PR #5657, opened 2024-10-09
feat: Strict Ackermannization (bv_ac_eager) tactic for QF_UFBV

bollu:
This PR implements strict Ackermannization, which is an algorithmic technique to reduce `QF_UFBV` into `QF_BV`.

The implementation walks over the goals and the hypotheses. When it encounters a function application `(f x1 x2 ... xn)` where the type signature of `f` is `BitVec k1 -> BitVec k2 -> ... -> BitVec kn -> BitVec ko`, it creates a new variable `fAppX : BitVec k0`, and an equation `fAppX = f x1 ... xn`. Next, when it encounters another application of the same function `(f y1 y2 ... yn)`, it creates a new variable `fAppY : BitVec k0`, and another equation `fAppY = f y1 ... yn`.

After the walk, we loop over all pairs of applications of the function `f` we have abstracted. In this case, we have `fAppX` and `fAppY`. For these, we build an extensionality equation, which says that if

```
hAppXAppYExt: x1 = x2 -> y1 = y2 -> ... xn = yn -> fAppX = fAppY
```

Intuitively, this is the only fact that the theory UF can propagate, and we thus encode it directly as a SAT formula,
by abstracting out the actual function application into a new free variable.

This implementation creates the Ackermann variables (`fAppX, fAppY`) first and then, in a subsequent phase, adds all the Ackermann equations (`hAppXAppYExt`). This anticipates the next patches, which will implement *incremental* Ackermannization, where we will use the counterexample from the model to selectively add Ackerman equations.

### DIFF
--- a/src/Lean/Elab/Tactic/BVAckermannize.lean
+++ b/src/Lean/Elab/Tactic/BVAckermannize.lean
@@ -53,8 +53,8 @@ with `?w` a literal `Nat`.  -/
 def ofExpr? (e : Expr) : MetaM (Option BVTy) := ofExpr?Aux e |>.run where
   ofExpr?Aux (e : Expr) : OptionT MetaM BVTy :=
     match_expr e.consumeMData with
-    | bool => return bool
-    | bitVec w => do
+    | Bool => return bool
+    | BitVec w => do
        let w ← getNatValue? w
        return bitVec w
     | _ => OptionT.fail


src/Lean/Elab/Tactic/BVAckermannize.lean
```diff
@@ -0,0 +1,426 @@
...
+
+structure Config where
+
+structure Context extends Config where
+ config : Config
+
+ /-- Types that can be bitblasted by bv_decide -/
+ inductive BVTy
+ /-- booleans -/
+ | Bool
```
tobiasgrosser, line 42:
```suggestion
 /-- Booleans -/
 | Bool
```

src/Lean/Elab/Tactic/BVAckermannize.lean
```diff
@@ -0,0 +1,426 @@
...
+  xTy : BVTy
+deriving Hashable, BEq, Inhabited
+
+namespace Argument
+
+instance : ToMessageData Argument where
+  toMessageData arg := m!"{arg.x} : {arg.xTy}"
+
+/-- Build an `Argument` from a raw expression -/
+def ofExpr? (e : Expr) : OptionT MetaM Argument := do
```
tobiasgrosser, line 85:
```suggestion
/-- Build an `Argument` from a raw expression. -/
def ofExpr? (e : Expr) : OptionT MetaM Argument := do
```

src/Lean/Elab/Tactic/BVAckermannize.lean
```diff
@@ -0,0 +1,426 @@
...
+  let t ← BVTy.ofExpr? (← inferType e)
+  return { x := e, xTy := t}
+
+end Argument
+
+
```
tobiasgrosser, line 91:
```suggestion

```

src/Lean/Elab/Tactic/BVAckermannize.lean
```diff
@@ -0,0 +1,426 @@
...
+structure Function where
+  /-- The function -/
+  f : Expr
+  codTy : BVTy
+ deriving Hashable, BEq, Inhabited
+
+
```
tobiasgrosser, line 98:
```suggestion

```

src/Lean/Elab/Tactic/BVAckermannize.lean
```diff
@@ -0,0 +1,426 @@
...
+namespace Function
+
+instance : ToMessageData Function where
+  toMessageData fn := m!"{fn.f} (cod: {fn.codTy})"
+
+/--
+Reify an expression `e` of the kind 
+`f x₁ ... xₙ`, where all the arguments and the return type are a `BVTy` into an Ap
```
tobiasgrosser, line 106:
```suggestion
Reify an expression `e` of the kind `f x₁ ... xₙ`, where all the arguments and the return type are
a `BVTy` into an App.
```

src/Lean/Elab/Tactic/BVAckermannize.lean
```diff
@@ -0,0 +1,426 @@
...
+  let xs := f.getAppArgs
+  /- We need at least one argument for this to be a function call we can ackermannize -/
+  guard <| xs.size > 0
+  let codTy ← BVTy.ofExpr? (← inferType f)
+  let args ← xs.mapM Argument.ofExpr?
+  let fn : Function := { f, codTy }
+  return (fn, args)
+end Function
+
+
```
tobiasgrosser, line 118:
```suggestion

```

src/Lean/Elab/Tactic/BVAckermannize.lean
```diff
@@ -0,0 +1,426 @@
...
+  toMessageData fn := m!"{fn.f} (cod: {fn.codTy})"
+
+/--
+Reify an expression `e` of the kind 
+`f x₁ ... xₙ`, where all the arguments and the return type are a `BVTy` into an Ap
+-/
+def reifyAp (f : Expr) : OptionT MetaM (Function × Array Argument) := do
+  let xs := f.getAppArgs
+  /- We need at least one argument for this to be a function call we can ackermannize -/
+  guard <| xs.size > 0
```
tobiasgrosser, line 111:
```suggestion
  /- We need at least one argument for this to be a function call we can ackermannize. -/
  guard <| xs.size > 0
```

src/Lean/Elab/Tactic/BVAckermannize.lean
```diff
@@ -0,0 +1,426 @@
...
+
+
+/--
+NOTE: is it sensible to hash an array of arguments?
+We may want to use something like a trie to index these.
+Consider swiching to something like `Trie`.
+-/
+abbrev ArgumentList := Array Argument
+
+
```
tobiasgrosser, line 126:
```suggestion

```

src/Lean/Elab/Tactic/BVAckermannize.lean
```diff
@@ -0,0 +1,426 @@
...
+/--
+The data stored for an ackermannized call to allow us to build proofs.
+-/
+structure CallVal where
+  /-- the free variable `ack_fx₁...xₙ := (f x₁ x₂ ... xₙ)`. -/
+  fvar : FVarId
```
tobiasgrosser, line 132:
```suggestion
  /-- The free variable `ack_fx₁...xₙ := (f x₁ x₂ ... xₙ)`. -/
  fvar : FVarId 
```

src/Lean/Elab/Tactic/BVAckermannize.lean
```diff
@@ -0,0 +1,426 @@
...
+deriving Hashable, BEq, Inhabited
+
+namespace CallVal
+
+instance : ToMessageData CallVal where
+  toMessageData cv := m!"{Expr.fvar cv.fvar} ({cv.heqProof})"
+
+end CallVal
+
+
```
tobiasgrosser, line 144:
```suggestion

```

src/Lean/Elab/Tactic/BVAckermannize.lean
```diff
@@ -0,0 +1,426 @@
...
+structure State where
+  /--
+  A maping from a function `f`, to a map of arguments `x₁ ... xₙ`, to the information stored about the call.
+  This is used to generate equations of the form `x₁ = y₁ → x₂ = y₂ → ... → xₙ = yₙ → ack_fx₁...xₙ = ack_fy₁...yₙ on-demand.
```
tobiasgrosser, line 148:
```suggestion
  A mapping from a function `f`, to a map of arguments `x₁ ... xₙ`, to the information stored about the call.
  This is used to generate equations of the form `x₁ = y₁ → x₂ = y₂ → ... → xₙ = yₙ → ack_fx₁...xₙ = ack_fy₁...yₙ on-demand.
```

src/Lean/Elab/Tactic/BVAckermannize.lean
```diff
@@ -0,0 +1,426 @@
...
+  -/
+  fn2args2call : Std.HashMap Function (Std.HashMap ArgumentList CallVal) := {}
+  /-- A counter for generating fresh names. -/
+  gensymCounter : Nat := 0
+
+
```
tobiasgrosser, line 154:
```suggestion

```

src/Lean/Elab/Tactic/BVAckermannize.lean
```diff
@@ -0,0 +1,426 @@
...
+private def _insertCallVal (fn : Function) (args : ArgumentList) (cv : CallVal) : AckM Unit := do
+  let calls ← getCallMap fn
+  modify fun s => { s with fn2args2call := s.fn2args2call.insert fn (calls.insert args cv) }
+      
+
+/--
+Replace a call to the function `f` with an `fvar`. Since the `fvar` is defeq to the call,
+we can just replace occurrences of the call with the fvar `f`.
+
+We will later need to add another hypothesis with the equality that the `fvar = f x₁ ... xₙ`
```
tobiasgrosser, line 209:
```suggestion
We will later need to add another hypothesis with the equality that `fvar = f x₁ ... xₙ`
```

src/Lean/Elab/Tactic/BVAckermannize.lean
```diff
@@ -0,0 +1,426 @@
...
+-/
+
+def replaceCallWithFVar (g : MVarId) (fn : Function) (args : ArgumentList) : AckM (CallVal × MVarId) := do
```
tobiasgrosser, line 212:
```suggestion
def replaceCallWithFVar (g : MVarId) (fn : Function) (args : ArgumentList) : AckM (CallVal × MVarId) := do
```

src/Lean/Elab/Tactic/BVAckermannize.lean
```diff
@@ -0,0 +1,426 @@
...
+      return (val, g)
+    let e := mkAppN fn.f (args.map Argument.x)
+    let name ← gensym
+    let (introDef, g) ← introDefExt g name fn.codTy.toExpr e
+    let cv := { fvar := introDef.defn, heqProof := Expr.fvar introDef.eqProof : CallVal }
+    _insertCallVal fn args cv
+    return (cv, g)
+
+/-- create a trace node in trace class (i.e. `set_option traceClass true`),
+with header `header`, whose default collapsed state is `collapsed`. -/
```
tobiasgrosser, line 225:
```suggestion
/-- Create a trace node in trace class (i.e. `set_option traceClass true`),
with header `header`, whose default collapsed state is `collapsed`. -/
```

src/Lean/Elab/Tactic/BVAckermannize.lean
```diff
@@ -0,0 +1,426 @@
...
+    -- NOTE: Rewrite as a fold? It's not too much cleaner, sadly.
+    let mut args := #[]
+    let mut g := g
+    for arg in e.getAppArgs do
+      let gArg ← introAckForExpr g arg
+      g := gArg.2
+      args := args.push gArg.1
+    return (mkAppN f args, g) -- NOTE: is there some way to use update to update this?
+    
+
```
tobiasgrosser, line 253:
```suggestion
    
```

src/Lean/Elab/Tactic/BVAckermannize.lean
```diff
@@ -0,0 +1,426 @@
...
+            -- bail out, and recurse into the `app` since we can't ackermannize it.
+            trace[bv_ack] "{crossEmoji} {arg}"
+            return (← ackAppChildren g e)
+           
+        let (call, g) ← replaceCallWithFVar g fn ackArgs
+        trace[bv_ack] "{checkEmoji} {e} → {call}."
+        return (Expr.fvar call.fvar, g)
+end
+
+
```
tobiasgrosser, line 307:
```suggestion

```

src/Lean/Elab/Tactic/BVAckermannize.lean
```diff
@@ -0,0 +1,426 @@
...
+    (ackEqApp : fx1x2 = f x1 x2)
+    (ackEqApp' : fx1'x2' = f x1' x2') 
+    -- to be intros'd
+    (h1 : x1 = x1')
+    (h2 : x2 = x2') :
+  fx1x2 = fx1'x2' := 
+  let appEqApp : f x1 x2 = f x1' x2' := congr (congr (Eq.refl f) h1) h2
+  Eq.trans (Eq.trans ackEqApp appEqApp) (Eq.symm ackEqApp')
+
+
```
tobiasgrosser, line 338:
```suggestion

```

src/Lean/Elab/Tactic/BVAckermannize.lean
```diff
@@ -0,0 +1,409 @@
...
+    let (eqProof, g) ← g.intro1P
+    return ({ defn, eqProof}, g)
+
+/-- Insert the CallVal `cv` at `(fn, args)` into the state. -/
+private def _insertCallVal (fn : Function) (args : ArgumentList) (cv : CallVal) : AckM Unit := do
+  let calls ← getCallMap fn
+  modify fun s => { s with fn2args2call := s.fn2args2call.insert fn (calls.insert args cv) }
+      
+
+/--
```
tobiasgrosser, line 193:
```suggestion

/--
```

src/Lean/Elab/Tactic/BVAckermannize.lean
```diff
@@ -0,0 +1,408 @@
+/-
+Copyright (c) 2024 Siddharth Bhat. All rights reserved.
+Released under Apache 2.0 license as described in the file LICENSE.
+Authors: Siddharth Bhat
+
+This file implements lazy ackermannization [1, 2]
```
* * *
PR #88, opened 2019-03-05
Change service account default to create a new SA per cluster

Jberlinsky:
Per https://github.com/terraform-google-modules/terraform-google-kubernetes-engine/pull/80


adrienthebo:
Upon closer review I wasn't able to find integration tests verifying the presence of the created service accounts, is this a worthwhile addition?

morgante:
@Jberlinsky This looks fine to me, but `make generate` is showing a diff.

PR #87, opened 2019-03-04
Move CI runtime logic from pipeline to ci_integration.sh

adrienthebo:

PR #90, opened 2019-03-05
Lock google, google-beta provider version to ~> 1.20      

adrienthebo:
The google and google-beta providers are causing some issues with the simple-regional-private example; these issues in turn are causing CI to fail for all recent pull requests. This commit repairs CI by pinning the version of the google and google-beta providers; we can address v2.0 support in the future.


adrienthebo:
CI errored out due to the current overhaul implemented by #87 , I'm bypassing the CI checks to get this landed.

▶ **What this task involves**: Within the listing above, extract exactly the lines from the line with "PR #5657, opened 2024-10-09" to the line with "This PR implements", the two named lines included, and no others.

▶ **Response**:
PR #5657, opened 2024-10-09
feat: Strict Ackermannization (bv_ac_eager) tactic for QF_UFBV

bollu:
This PR implements strict Ackermannization, which is an algorithmic technique to reduce `QF_UFBV` into `QF_BV`.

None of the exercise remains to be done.